-------- RECORDS FOR THIS EXERCISE

PR #389, opened 2025-01-30
fix helm values generation if cfg contains NoSetup

natthan-pigoux:
closes #388

PR #398, opened 2025-02-06
fix helm values generation if cfg contains NoSetup

### LINKED ISSUE #388: cli: generate helm values fails if no Setup in cfg
`dirac internal legacy generate-helm-values` fails if there is no "Setup" in the CS file.
@chaen was it wanted?

natthan-pigoux:
Reopenning #389 due to conflict. Closes #388.

### DIFF
--- a/diracx-cli/src/diracx/cli/internal/legacy.py
+++ b/diracx-cli/src/diracx/cli/internal/legacy.py
@@ -240,14 +240,14 @@ def generate_helm_values(
     default_db_password = cfg["Systems"].get("Databases", {}).get("Password")
 
     all_db_configs = {}
-    if cfg["DIRAC"].get("NoSetup") == "True":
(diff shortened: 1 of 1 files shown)


chaen:
Can you please check if you still have the problem with the current `master` branch ? I have the impression it is already fixed

fstagni:
@natthan-pigoux this PR has conflicts right now. At the same time, I do not fully understand what you want to do, because
diracx can only interact with v9 CS, and in there there is no mention of setup (nor `DefaultSetup` as you used here). The `NoSetup` flag is there purely for backward compatibility with a v8 client and there's really no need to bother about it in diracx. So, unless I am missing something, this PR can be closed.

natthan-pigoux:
Hi @fstagni , sorry I completely forgot to answer this PR. Yes it can be closed.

----------------

Set down the lines above as they stand, starting with the first line and ending with the line that contains "-240,14 +240,14 @@".

* [WRITTEN ANSWER]
PR #389, opened 2025-01-30
fix helm values generation if cfg contains NoSetup

natthan-pigoux:
closes #388

PR #398, opened 2025-02-06
fix helm values generation if cfg contains NoSetup

### LINKED ISSUE #388: cli: generate helm values fails if no Setup in cfg
`dirac internal legacy generate-helm-values` fails if there is no "Setup" in the CS file.
@chaen was it wanted?

natthan-pigoux:
Reopenning #389 due to conflict. Closes #388.

### DIFF
--- a/diracx-cli/src/diracx/cli/internal/legacy.py
+++ b/diracx-cli/src/diracx/cli/internal/legacy.py
@@ -240,14 +240,14 @@ def generate_helm_values(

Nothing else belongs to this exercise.